Highly Active Cytotoxic CD4+ T Cells Targeting EBV Oncoproteins with Enhanced In Vivo Anti-Tumor and Self-Renewal Properties

Background: Epstein-Barr virus (EBV), a human gamma herpesvirus primarily of B-cell tropism that infects more than 90% of humans during childhood, establishing a lifelong latent persistence after the initial immune clearance. Alterations in the immune surveillance in subjects with impaired cellular immunity can lead to viral reactivation and uncontrolled B cell lymphoproliferation manifesting as post-transplant lymphoproliferative disease (PTLD) and malignant transformation into B-cell lymphomas and some epithelial tumors. Adoptive transfer of virus-specific cytotoxic T cells targeting viral oncoproteins of EBV (EBV-CTLs) may lead to rapid reconstitution of T cell immune surveillance and may efficiently control PTLD and some EBV-driven lymphomas. However, success of this approach has been hampered by suboptimal/variable potency of donor-derived EBV-CTLs and possibly their terminally differentiated/exhausted phenotype associated with limited in vivo persistence and activity, especially when targeting elusive Latency 1-associated diseases. We hypothesized that that EBV-specific CD4⁺ T cells differentiated using novel pro-inflammatory conditions might efficiently target viral oncoproteins concurrently retaining highly desirable stem-cell like properties required for successful eradication of tumor cells in vivo.

Methods: In this study, we developed a method for generating novel and highly potent CD4⁺ cytotoxic T cells (CD4⁺-CTLs) simultaneously targeting EBNA1, LMP1, and LMP2A. Peripheral blood mononuclear cells (PBMCs) were isolated from healthy donors, and either total T cells or CD4⁺T cells were purified. These cells were then stimulated with PBMCs loaded with overlapping peptide libraries spanning LMP1, LMP2A, and EBNA1 antigens, either under neutral conditions (IL2 and IL-7) or in the presence of pro-inflammatory (type 1/17) cytokines ex vivo for 12-14 days. The phenotypes, reactivity, and cytotoxic capability of these CD4⁺-CTLs against autologous EBV-Lymphoblastoid cell lines (LCLs) were assessed in vitro and in vivo upon adoptive transfer into tumor-bearing NSG mice.

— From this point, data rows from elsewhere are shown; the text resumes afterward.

PR #2829, opened 2025-11-11
Put defined list of auto complete types for library

schreibersefaria:
Changed the autocomplete in library to have a fixed list of types of searches.
It was undefined before so it defaulted to all.

### DIFF
--- a/static/js/HeaderAutocomplete.jsx
+++ b/static/js/HeaderAutocomplete.jsx
@@ -28,11 +28,6 @@ const type_title_map = {
   "User": "Users"
 };
 
-const MODULE_AUTOCOMPLETE_TYPES = {
-  [Sefaria.LIBRARY_MODULE]: ['Topic', 'ref', 'TocCategory', 'Collection', 'Term'],
-  [Sefaria.VOICES_MODULE]: ['Topic', 'User', 'Collection']
-};
-
 function type_icon(itemType, itemPic) {
     if (itemType === "User" && itemPic !== "") {
       return itemPic;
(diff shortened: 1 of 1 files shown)


static/js/HeaderAutocomplete.jsx
```diff
@@ -365,7 +365,7 @@ export const HeaderAutocomplete = ({onRefClick, showSearch, openTopic, openURL,
           return[];
         }
         try {
-        let types = Sefaria.activeModule === Sefaria.VOICES_MODULE ? ['Topic', 'User', 'Collection'] : undefined;
+        let types = Sefaria.activeModule === Sefaria.VOICES_MODULE ? ['Topic', 'User', 'Collection'] : ['Topic', 'ref', 'TocCategory', 'Collection', 'Term'];
```
YishaiGlasner: maybe we should have an object with a meaningful name that its keys are module names and values are these arrays.

static/js/HeaderAutocomplete.jsx
```diff
@@ -28,6 +28,11 @@ const type_title_map = {
   "User": "Users"
 };
 
+const MODULE_AUTOCOMPLETE_TYPES = {
```
YishaiGlasner: this is only for header autocomplete, so i think it should be in `HeaderAutocomplete`.
it's cinfusing, for in other places we need different types (including 'ref' in one place in voices.

schreibersefaria: You mean inside the component?
Not sure I understood your second sentence

YishaiGlasner: yes, that what i meant.
second sentence just saying why it can't be global - because it's uniqute to the header's autocomplete.

schreibersefaria: got it, thanks
done

PR #2832, opened 2025-11-13
Rework module switcher tests to account for new logic. 

saengel:
## Description
Reworking the tests to accommodate for the new logic. 
1. In conjunction with @yitzhakc - decided not to move to testing the cookie set on the subdomain with module switching, and remove module switching tests from the code
2. 4 language switching tests for the 3 environments, cauldron, staging and prod. These test that the middleware doesn't redirect but the language cookie is retained. 

## Note
All tests are currently passing.

### DIFF
--- a/sefaria/system/tests/test_language_module_switching.py
+++ b/sefaria/system/tests/test_language_module_switching.py
@@ -1,5 +1,20 @@
 """
 Tests for language and module switching middleware and views.
+
+Cookie Strategy:
+- Cookies are set on shared domain suffix (e.g., .sefaria.org, .sef-stage.org)
+- Language switches (cross-domain) use ?set-language-cookie parameter
+- Module switches (same language) inherit cookies automatically without parameter
+
+Test Coverage:
+- Staging/Production: Test LANGUAGE switching scenarios (English ↔ Hebrew) across
+  different domains, verifying redirects with ?set-language-cookie parameter
+- Testing environment: Test that NO redirects occur on non-language-pinned domains (same domain
+  for both languages). Language preference is handled purely via cookies without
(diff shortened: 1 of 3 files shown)


sefaria/system/tests/test_language_module_switching.py
```diff
@@ -1,5 +1,21 @@
 """
 Tests for language and module switching middleware and views.
+
+Cookie Strategy (as of commit a26e7846b):
```
YishaiGlasner: why do we need commit hash in our code?

saengel: Removing now :)

saengel:
> I didn't read line by line but overall seems ok. 2 notes:
> 
> 1. comments should not include history. no one will understand what do you mwan by "no longer", and usually references to other commits should be avoid.
> 2. our cauldron are not public. this code makes the url of staging public, and gives hints for finding cauldrons. i'm not sure this is aweful, but it should be re-considered.

Very very good points, I apologize for the oversight on my end. 

1. Agree, my bad, should be fixed now. 
2. Great catch - replaced with `testing env` throughout the code and comments, with a note to us that this a mock up to refer to our testing env. What do you think? Have any better ideas?

sefaria/system/tests/test_language_module_switching.py
```diff
@@ -12,6 +27,18 @@
...
+    },
+    "he": {
+        "library": "https://www.modularization.testing.sefaria.org",
+        "voices": "https://voices.modularization.testing.sefaria.org"
+    }
+}
+
 STAGING_CONFIG = {
     "en": {
         "library": "https://www.sefariastaging.org",
```
YishaiGlasner: my note was also on that, akthough it's not from this pr

PR #2833, opened 2025-11-13
Chore/sc 38487/fix the text display options keyboard

schreibersefaria:
## Description
Fixed the behaviour of the Text Display Options when navigating with a keyboard
Added localised aria-labels

## Code Changes
Kept the focus on the menu even after a change in the page caused a re-render
Prevent close on different actions that could close the menu
added localisation strings
Updated the color in the font size changing icons

### DIFF
--- a/.gitignore
+++ b/.gitignore
@@ -147,3 +147,6 @@ dump/*
 /playwright/.cache/
 /playwright-profile/
 .env
+
+*storybook.log
+*storybook-static/
--- a/.storybook/main.js
+++ b/.storybook/main.js
@@ -1,0 +1,146 @@
+import { mergeConfig } from "vite";
+import path, { dirname, join } from "path";
+import { fileURLToPath } from "url";
+import { createRequire } from "module";
+
+const require = createRequire(import.meta.url);
+const configDirname = path.dirname(fileURLToPath(import.meta.url));
+
+const getAbsolutePath = (value) => {
+  try {
+    return dirname(require.resolve(join(value, "package.json")));
+  } catch (error) {
+    console.warn(
+      `[storybook] Could not resolve package "${value}", falling back to direct import.`,
+    );
+    return value;
+  }
+};
+
+/** @type { import('@storybook/react-vite').StorybookConfig } */
+const config = {
+  stories: [
+    "../stories/**/*.stories.@(js|jsx|mjs|ts|tsx)",
+  ],
+
+  addons: [
+    getAbsolutePath("@storybook/addon-essentials"),
+    getAbsolutePath("@storybook/addon-docs"),
+    getAbsolutePath("@storybook/addon-interactions"),
+  ],
+
+  framework: {
+    name: getAbsolutePath("@storybook/react-vite"),
+    options: {},
+  },
+
+  typescript: {
+    reactDocgen: false,
+  },
+
+  async viteFinal(baseConfig) {
+    return mergeConfig(baseConfig, {
+      plugins: [
+        {
+          name: "mock-sefaria-module",
+          enforce: "pre",
+          resolveId(source) {
+            if (/\/sefaria(\.js)?$/.test(source)) {
+              return path.resolve(configDirname, "./mocks/sefaria.js");
+            }
+            return null;
+          },
+        },
+        {
+          name: "mock-sefaria-jquery",
+          enforce: "pre",
+          resolveId(source) {
+            if (source.includes("sefaria/sefariaJquery")) {
+              return source;
+            }
+            return null;
+          },
+          load(id) {
+            if (id.includes("sefaria/sefariaJquery")) {
+              return `
+                const jQueryModule = await import("jquery");
+                const jQuery = jQueryModule.default ?? jQueryModule;
+
+                if (typeof window !== "undefined") {
+                  window.$ = jQuery;
+                  window.jQuery = jQuery;
+                  await import("jquery.cookie");
+                  await import("jquery-ui");
+                  await import("jquery.scrollto");
+                }
+
+                export default jQuery;
+              `;
+            }
+            return null;
+          },
+        },
+        {
+          name: "context-jsx-loader",
+          enforce: "pre",
+          async transform(code, id) {
+            if (id.endsWith("/static/js/context.js")) {
+              const esbuild = await import("esbuild");
+              const result = await esbuild.transform(code, {
+                loader: "jsx",
+                sourcemap: true,
+              });
+              return {
+                code: result.code,
+                map: result.map,
+              };
+            }
+            return null;
+          },
+        },
+      ],
+      resolve: {
+        alias: [
+          {
+            find: "@static",
+            replacement: path.resolve(configDirname, "../static"),
+          },
+          {
+            find: /static\/js\/sefaria\/sefaria(?:\.js)?$/,
+            replacement: path.resolve(configDirname, "./mocks/sefaria.js"),
+          },
+          {
+            find: "jquery",
+            replacement: "jquery/dist/jquery.js",
+          },
+        ],
+        extensions: [
+          ".mjs",
+          ".js",
+          ".jsx",
+          ".json",
+          ".ts",
+          ".tsx",
+          ".cjs",
+        ],
+      },
+      optimizeDeps: {
+        esbuildOptions: {
+          loader: {
+            ".js": "jsx",
+          },
+        },
+      },
+      esbuild: {
+        loader: "jsx",
+        include: [
+          /\.storybook\/.*\.[jt]sx?$/,
+          /stories\/.*\.[jt]sx?$/,
+          /static\/js\/.*\.[jt]sx?$/,
+        ],
+      },
+    });
+  }
+};
+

Results: In comparison to EBV-CTLs generated from unselected PBMCs (standard conditions), purified CD4⁺ expanded in the presence of pro-inflammatory cytokines exhibited significantly higher frequency of antigen specific T cells with a marked skewing towards EBNA1 antigen, and displaying marked polyfunctionality, concurrently secreting tumor necrosis factor-α (TNF-α), interferon-γ (IFN-γ), and inducible granzyme B (GzmB), while maintaining interleukin-2 (IL-2) secretion capacity. Antigen-reactive CD4⁺-CTLs induced in pro-inflammatory conditions retained a significant population with central memory (T_CM) phenotype (CCR7^hi, CD27^hi), while those expanded in neutral conditions predominantly displayed an effector memory (T_EM) phenotype. These CD4⁺-CTLs demonstrated enhanced cytotoxicity against autologous EBV-LCLs and superior proliferative capacity in vitro upon secondary stimulation, whereas standard EBV-CTLs proliferated poorly. In the LCL-injected NSG mice, CD4⁺-CTLs exhibited superior self-renewal and long-term persistence, resulting in a significant reduction/eradication of established LCL burden when compared to standard EBV-CTLs.

Conclusion: Ex vivo priming with EBV antigens in the presence of pro-inflammatory cytokines reliably induces EBV-reactive CD4⁺-CTLs with markedly enhanced antigen-specificity, polyfunctionality, cytotoxic potential, preserved stemness, proliferative capacity, and superior in vivo persistence and anti-tumor activity. These findings hold significant promise for developing improved adoptive immunotherapies to target EBV-associated diseases, especially of Latency-I origin and may be generalized as a strategy for targeting other viral oncoproteins expressed by human cancers.

Figure 1: EBV-CD4⁺ CTLs generated under pro-inflammatory conditions display superior reactivity, persistence, and anti-tumor activity in vivo: (A.) The percentage of CD4⁺Th cells primed with LMP1/2 and EBNA1 and expanded under indicated conditions producing TNF-α, IFN-γ, IL-2 and GZMB upon antigenic restimulation (n=29). (B.) Frequency of EBV-LCLs (CD23⁺) and CD3⁺ cells detected in spleens on Day 26 post adoptive transfer of standard and pro-inflammatory EBV-CD4⁺ CTLs (n=4 per group).